Le secteur culturel semble engagé dans une évolution profonde, entre l’impact encore palpable des récentes crises sanitaires et économiques, la mutation de ses administrations ou encore l’arrivée de nouveaux usages et de nouvelles attentes parmi ses publics…. Des opportunités se créent mais également de nouveaux enjeux, et les codes sont bousculés.

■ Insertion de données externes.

PR #4845, opened 2021-04-14
Add navigation bar scrim

ivaniskandar:
This checks for a internal flag `config_navBarNeedsScrim` added since API 29. It exists in pretty much all of my test devices (Pixel 3, Xperia 5II and Galaxy A50).

If the flag explicitly set to false, navbar color will be set to transparent, else it will use 70% of navigationBarColor.

### DIFF
--- a/app/src/main/java/eu/kanade/tachiyomi/ui/main/MainActivity.kt
+++ b/app/src/main/java/eu/kanade/tachiyomi/ui/main/MainActivity.kt
@@ -24,7 +24,6 @@ import com.bluelinelabs.conductor.Router
 import com.bluelinelabs.conductor.RouterTransaction
 import com.google.android.material.appbar.AppBarLayout
 import com.google.android.material.behavior.HideBottomViewOnScrollBehavior
-import dev.chrisbanes.insetter.Insetter
 import dev.chrisbanes.insetter.applyInsetter
 import eu.kanade.tachiyomi.BuildConfig
 import eu.kanade.tachiyomi.Migrations
@@ -103,26 +102,16 @@ class MainActivity : BaseViewBindingActivity<MainActivityBinding>() {
                 margin(top = true)
             }
         }
-        binding.rootFab.applyInsetter {
-            type(navigationBars = true) {
-                margin()
-            }
-        }
         binding.bottomNav.applyInsetter {
             type(navigationBars = true) {
                 padding()
             }
         }
-        Insetter.builder()
-            .consume(Insetter.CONSUME_ALL)
-            .setOnApplyInsetsListener { view, insets, _ ->
-                val systemInsets = insets.getInsets(WindowInsetsCompat.Type.systemBars())
-                view.isVisible = systemInsets.bottom > 0
-                view.updateLayoutParams<ViewGroup.LayoutParams> {
-                    height = systemInsets.bottom
-                }
+        binding.rootFab.applyInsetter {
+            type(navigationBars = true) {
+                margin()
             }
-            .applyToView(binding.navigationScrim)
+        }
 
         // Make sure navigation bar is on bottom when making it transparent
         ViewCompat.setOnApplyWindowInsetsListener(binding.root) { _, insets ->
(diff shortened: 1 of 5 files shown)


app/src/main/java/eu/kanade/tachiyomi/util/system/InternalResourceHelper.kt
```diff
@@ -0,0 +1,25 @@
...
+     * @return 0 if not available
+     */
+    private fun getResourceId(resName: String, type: String): Int {
+        return Resources.getSystem().getIdentifier(resName, type, "android")
+    }
+
+    fun getBoolean(context: Context, resName: String, defaultValue: Boolean): Boolean {
+        val id = getResourceId(resName, "bool")
+        return if (id != 0) {
+            context.createPackageContext("android", 0).resources.getBoolean(id)
```
ivaniskandar, line 20: Before anyone asks why I didn't use Resources.getSystem() it's because overlaid resources won't get picked up with it.

app/src/main/java/eu/kanade/tachiyomi/ui/main/MainActivity.kt
```diff
@@ -103,33 +104,27 @@ class MainActivity : BaseViewBindingActivity<MainActivityBinding>() {
...
 
-        // Make sure navigation bar is on bottom when making it transparent
+        // Make sure navigation bar is on bottom before we modify it
         ViewCompat.setOnApplyWindowInsetsListener(binding.root) { _, insets ->
             if (insets.getInsets(WindowInsetsCompat.Type.navigationBars()).bottom > 0) {
-                // Keep scrim on light theme if windowLightNavigationBar is not available
-                if (Build.VERSION.SDK_INT >= Build.VERSION_CODES.O_MR1 || isDarkMode) {
-                    window.navigationBarColor = Color.TRANSPARENT
+                window.navigationBarColor = if (Build.VERSION.SDK_INT >= Build.VERSION_CODES.Q &&
+                    !InternalResourceHelper.getBoolean(this, "config_navBarNeedsScrim", true)
```
arkon, line 122: I can't say I'm a fan of using internal flags, considering how wacky some ROMs can be (especially those Chinese ones...).

arkon:
Another thing that may be of note is that [this change](https://github.com/tachiyomiorg/tachiyomi/commit/15bed1ac4c9140e7c0da214fdf6cd721cd7e4ff1) to fix the weird toolbar snapping behaviour also results in the content getting pushed down by the height of the status bar. I do have a local change to compensate for that, but it's not particularly elegant.

app/src/main/java/eu/kanade/tachiyomi/ui/main/MainActivity.kt
ivaniskandar: Well I'm not either but if the system doesn't have the flag then it will just return the default value, so those ROMs will just get the scrim all the time..

ivaniskandar:
> Another thing that may be of note is that [this change](https://github.com/tachiyomiorg/tachiyomi/commit/15bed1ac4c9140e7c0da214fdf6cd721cd7e4ff1) to fix the weird toolbar snapping behaviour also results in the content getting pushed down by the height of the status bar. I do have a local change to compensate for that, but it's not particularly elegant.

I don't have the issue mentioned in this commit, what was the issue on the first place? Is it only happening with oppo devices?

ivaniskandar:
Looking at the provided video, I'd like to think that it's the Toolbar snapping behavior that's broken when padding is applied.

There's also this attribute set for the parent AppBarLayout [here](https://github.com/tachiyomiorg/tachiyomi/blame/master/app/src/main/res/layout/main_activity.xml#L14). It doesn't do anything on my device but who knows what the other ROMs do..

ivaniskandar:
So I can kind of replicate the snap issue without https://github.com/tachiyomiorg/tachiyomi/commit/15bed1ac4c9140e7c0da214fdf6cd721cd7e4ff1, and looks like a similar issue is reported [here](https://github.com/material-components/material-components-android/issues/2001).

I'd say remove the snap scroll flag and call it a day...

https://user-images.githubusercontent.com/12537387/114825370-55ac5000-9df0-11eb-8142-872980148195.mp4

app/src/main/java/eu/kanade/tachiyomi/ui/main/MainActivity.kt
arkon: That's fair.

Pour survivre, faut-il utiliser le marketing culturel ? Et donc commercialiser la culture ? Vendre son projet culturel « à tout prix » ? Faut-il investir massivement dans de la publicité (racoleuse) ? Ne réaliser que des projets culturels qui plairont au plus grand nombre ?
Rassurez-vous : dans les faits la vérité est ailleurs et bien plus nuancée. C’est à ces interrogations qu’ont répondu, lors d’échanges croisés, Charles Vetter, directeur et programmateur du Festival Cosmo Jazz Chamonix, Carolyn Mercier, attachée de conservation à La Turbine Sciences et Cyril Leclerc, conseiller en communication et marketing culturel du collectif Les Œuvres Vives, lors de la Masterclass « Le marketing au service du projet culturel : enjeux et facteurs clés de succès », organisée par Les étudiants du Master Stratégie Digitale – parcours Marketing et Communication de l’IAE Savoie Mont Blanc.

Le marketing et la culture sont-ils incompatibles ?

Est-il antinomique de parler de « marketing culturel » ? Comme l’indique Cyril Leclerc, fondateur du collectif Les Œuvres Vives : « Une œuvre ou une offre culturelle n’est pas un bien de consommation classique »…
Les participants de la Masterclass constatent que dans un projet culturel, ce qui est intéressant, c’est la richesse de sa dimension intellectuelle et émotionnelle. Tout en notant qu’il existe un revers à la médaille : il faut parfois une base de connaissances pour apprécier une œuvre, des « points de références » (exemple : une peinture abstraite ou du jazz). Or les publics n’ont pas toujours cette connaissance et cela influence leur rapport à l’œuvre. Ils peuvent s’y intéresser moins facilement voire pas du tout.
Pourtant le rôle de la culture est de transmettre. Comment faire dans ce cas pour rendre accessible sans dénaturer le projet culturel, le diffuser et le dévoiler sans le dévoyer, et ainsi créer du lien avec ses publics ?

Connaître ses publics

Cette question nous ramène à un élément essentiel, au cœur de la discussion entre les différents intervenants de cette Masterclass : les publics. Comment et pourquoi les prendre en compte les publics dans son projet culturel ?
Pour s’y intéresser, Cyril Leclerc propose une méthode qui s’inscrit sur le long terme :
– D’une part, les projets culturels peuvent travailler sur leur vision, leurs valeurs et leur positionnement (par rapport à la concurrence, aux publics et en se basant sur le projet culturel) afin de créer une relation authentique et durable.
– d’autre part en comprenant mieux les publics (via notamment des études de publics) il est possible de mieux segmenter et de cibler les public
Charles Vetter du Cosmo Jazz l’illustre ainsi : certes, un artiste « ne compose pas par rapport à la demande ». Il ne faut cependant pas « oublier pour qui on joue ». Mais revenons-en à un mythe : celui du « grand public ». « Dans la pratique, à vouloir parler à tout le monde, le risque est de n’intéresser personne » affirme Cyril Leclerc. Pour lui, la bonne question à se poser est « sans dévoyer mon projet culturel, comment je peux faire écho à ce qui se passe chez mes publics, à ce qu’ils attendent ? ».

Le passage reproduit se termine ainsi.